Hay que creer su historia y su abrazo de dos significados:
siempre que quiere, o que su nostalgia lo quiere
me puede envolver como en brazos de niña
con la promesa en las lágrimas de una vega,
o si se le antoja a su pecho puede abarcarme
con toda la ciudad despierta entre sus dos manos
porque su costumbre ha sido acostumbrarse
al golpe del viento, al torrente de abril
o de vez en cuando al trecho de la fortuna.
Cuando el callejón ya dejó de ser una cancha
donde me veía jugar y sangrarme las rodillas
se le convirtió en un pasillo delgado como un hilo;
era ya un trecho compuesto de retazos de pasado;
una mala manera de recordar todos los días.

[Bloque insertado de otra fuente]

PR #119, opened 2021-05-28
Wizard responsive design bug fixes

FlyersPh9:
- Default wizard's step uses a % rather than the step's description using VW.
- Workflow Diagram handles responsive design a little bit better:

Before:
Screen Shot 2021-05-28 at 1 10 45 PM

After:
Screen Shot 2021-05-28 at 1 09 52 PM


src/wizard/long.scss
```diff
@@ -5,9 +5,13 @@
 @mixin iui-wizards-long {
   @include iui-wizards;
 
-  > .iui-wizards-wrapper > .iui-wizards-step > .iui-wizards-step-title {
-    display: none;
-  }
+  > .iui-wizards-wrapper > .iui-wizards-step {
+    width: auto;
```
mayank99, line 9: Is this the magical fix? 😄

mayank99: It changes the demo image slightly 🤔

FlyersPh9: Yeah, at least for the long wizard.

For the default wizard we needed to set a fixed width (20%) because we can't know how long the step's text description might be.

For the long wizard the text description is not underneath the step, so we can reset the width back to auto.

mayank99: wait this is in long.scss. What does it give?

mayank99: oh it's to reset

backstop/tests/wizard.html
```diff
@@ -190,15 +190,12 @@ <h2 id="workflow">Workflow diagram</h2>
...
           <span class="iui-wizards-step">
-            <span class="iui-wizards-step-track iui-wizards-step-track-after"></span>
             <span class="iui-wizards-step-circle">Start</span>
           </span>
 
           <span class="iui-wizards-step-track iui-wizards-step-track-main"></span>
 
           <span class="iui-wizards-step iui-wizards-step-current">
-            <span class="iui-wizards-step-track iui-wizards-step-track-before"></span>
-            <span class="iui-wizards-step-track iui-wizards-step-track-after"></span>
```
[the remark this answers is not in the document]
FlyersPh9: I think they are leftover from copy / pasting an example from above.  In the image below you can see the top-aligned lines poking out from behind the start & complete steps.  They are under the middle step as well, we just can't see them.
Screen Shot 2021-05-28 at 1 18 55 PM

Actually, after reading this comment I inspected the long wizard and these spans were also not needed.  It appears these are only needed in the default wizard.

src/wizard/workflow.scss
```diff
@@ -35,6 +39,8 @@
       &.iui-wizards-step-track-before,
       &.iui-wizards-step-track-after,
       &.iui-wizards-step-track-main {
+        top: 0;
```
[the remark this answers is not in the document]
FlyersPh9: We're using `top: 12px` to align the line with the center of the circles.  If I don't set top to 0, we end up with this.
Screen Shot 2021-05-28 at 1 25 40 PM

PR #122, opened 2021-06-01
Remove iui-icon to be clickable in button

maxime4000:
Mostly this remove the svg to be clickable in button which make mouseevent target the button element and never the svg or path element.


veekeys:
@maxime4000 thank you for your PR!
As per the the instructions in our [Contributing guide](https://github.com/iTwin/iTwinUI/blob/main/CONTRIBUTING.md#committing-your-work), there is a need to have an [issue](https://github.com/iTwin/iTwinUI/issues/new?assignees=&labels=bug&template=bug_report.md&title=) created, so we could better understand what is the bug and what this PR fixes.
With your current description and a fix, it is really hard to understand and review.
Thanks!

maxime4000:
I'm messing with button and mouseevent right now and when you click on a iconbutton on the icon part, the mouseevent will target path or svg, though the svg or path part is not interesting and if I'm not clicking on the svg, i will get button.iui-button. So this will force click on button where ever you click on the button, you will get an event targeting the button.iui-button. MouseEvent will be consistent with this fix.

maxime4000:
Same thing would happen for iui-label in an iui-button. I'm doing it for iui-icon because I think it's fair to say that it will never be the case where you want to know which part of the SVG you click on. I'm not interested in iui-label because I don't have this use case. If you want to add iui-label to that, feel free to edit this PR. 

My use case is that I have a parent that is listening to mouseevent and I want to exclude button click to this listener. It's simplier to know that mouseevent.target is iui-button than path from iui-button>svg>path

bentleyvk:
Have you tried `event.currentTarget`? https://developer.mozilla.org/en-US/docs/Web/API/Event/currentTarget

maxime4000:
> Have you tried `event.currentTarget`? https://developer.mozilla.org/en-US/docs/Web/API/Event/currentTarget

current target is null

veekeys:
@maxime4000 Have you tried applying your custom class (or inline styles) on the icon you are passing to the button component?
I am just afraid it is really specific and if we disable it, someone might come and say he needs it.. So we better do not remove things (and let users remove what they do not need) than vice versa.
And again, if we start removing from here ,we need to do it in other million places, which we do not really want to do now (otherwise, inconsistent behavior expected in different components).

```
.my-custom-icon {
  pointer-events: none;
}

...
<IconButton>
  <MySvg className="my-custom-icon" />
</IconButton>
```

maxime4000:
I think it's consistency to always get the same result of mouseevent where ever you click in an icon button. We are not talking about custom button or other component and we are not talking about other children possibility in a button. In 90% of the case, you never use the mouseevent in button and when you do, 99% of the time it's about e.preventDefault() or switch(event.button). So I think my change is very specifics, but shouldn't be ignore. Anyway, can you give me a reason why would you want to know which part of a SVG you click on so you do a different behavior ? Pretty sure that goes against every rule of UX.

mayank99:
> _We are not talking about custom button or other component and we are not talking about other children possibility in a button._

Yes we are. You can pass any children in a button, and there can be a need for pointer events on those children. And if we change the pointer-events behavior in our button, it does some expectation that other components in our library would behave similarly.

> _why would you want to know which part of a SVG you click on so you do a different behavior_

Maybe not specific parts of the svg but there can be a use case for knowing whether the svg itself was hovered (and then acting on that, e.g. changing fill or something).

Either way, you're missing the point. The svg is not part of the component, and we should not mess with the events there, especially since it's so easy for users to add this rule themselves.

maxime4000:
Are we reviewing the same code, because it seem like you guys are searching any reason to not allow this simple change to be push...
```.scss
.iui-button > .iui-icon:not(.iui-user-icon) {
    width: $iui-icons-default;
    height: $iui-icons-default;
    transition: fill $iui-speed-fast ease-out;
    pointer-events: none;  // This is the only added line
}
```
The change is only apply to iui-icon which is a direct child of iui-button so it should only be the case if you use a icon button... This change does not affect anything else.

----

@veekeys 
> if we disable it, someone might come and say he needs it.
Well he can do the same by enabled in it back with his custom classname. This change is considering that 99% of the time, it won't bother anyone. To the 1% chance a dev has to reset the pointer-events, he can add custom classname...

> And again, if we start removing from here ,we need to do it in other million places, which we do not really want to do now

A million ? Where ? Give me 10 place that this change should be apply somewhere else which has a use case of having a onClick event listener in the first place. And if you do find 10 place to do it, fix it while your at it !
---

@mayank99 
> Yes we are. You can pass any children in a button, and there can be a need for pointer events on those children. 

No we don't ! Anything else other than a icon as direct child of button will keep his pointer-events.

> And if we change the pointer-events behavior in our button, it does some expectation that other components in our library would behave similarly.

No it does not make expectation that every other component should work the same because it's only apply to basic IconButton and nothing else.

En mis ojos no ha cabido otra Aurora
que lleven en su piel su nombre
y el barro claro que es y que alumbra
como un faro despierto en media noche
o en todos esos rincones donde descansando el aire
sus dos manos lo agitan con los oficios repetidos por décadas
y sin cansancio, hasta hacerse un poco de todo
o un todo de todo.
Aquella señora de edad indescifrable
ha venido siendo mi madre desde antes que yo naciera
y de que pudiera enamorarme de esos ojos de alquitrán
por los cuales le crecen mares, pasan las estaciones
y los pájaros, los largos puentes y todas las hojas
que nacen y caen desde enero hasta enero,
y sin que cambie una pena o una sonrisa
ellos siempre son fijos, ellos siempre me hablan
cuando llego, cuando voy, cuando callo
y los miro para mirarme.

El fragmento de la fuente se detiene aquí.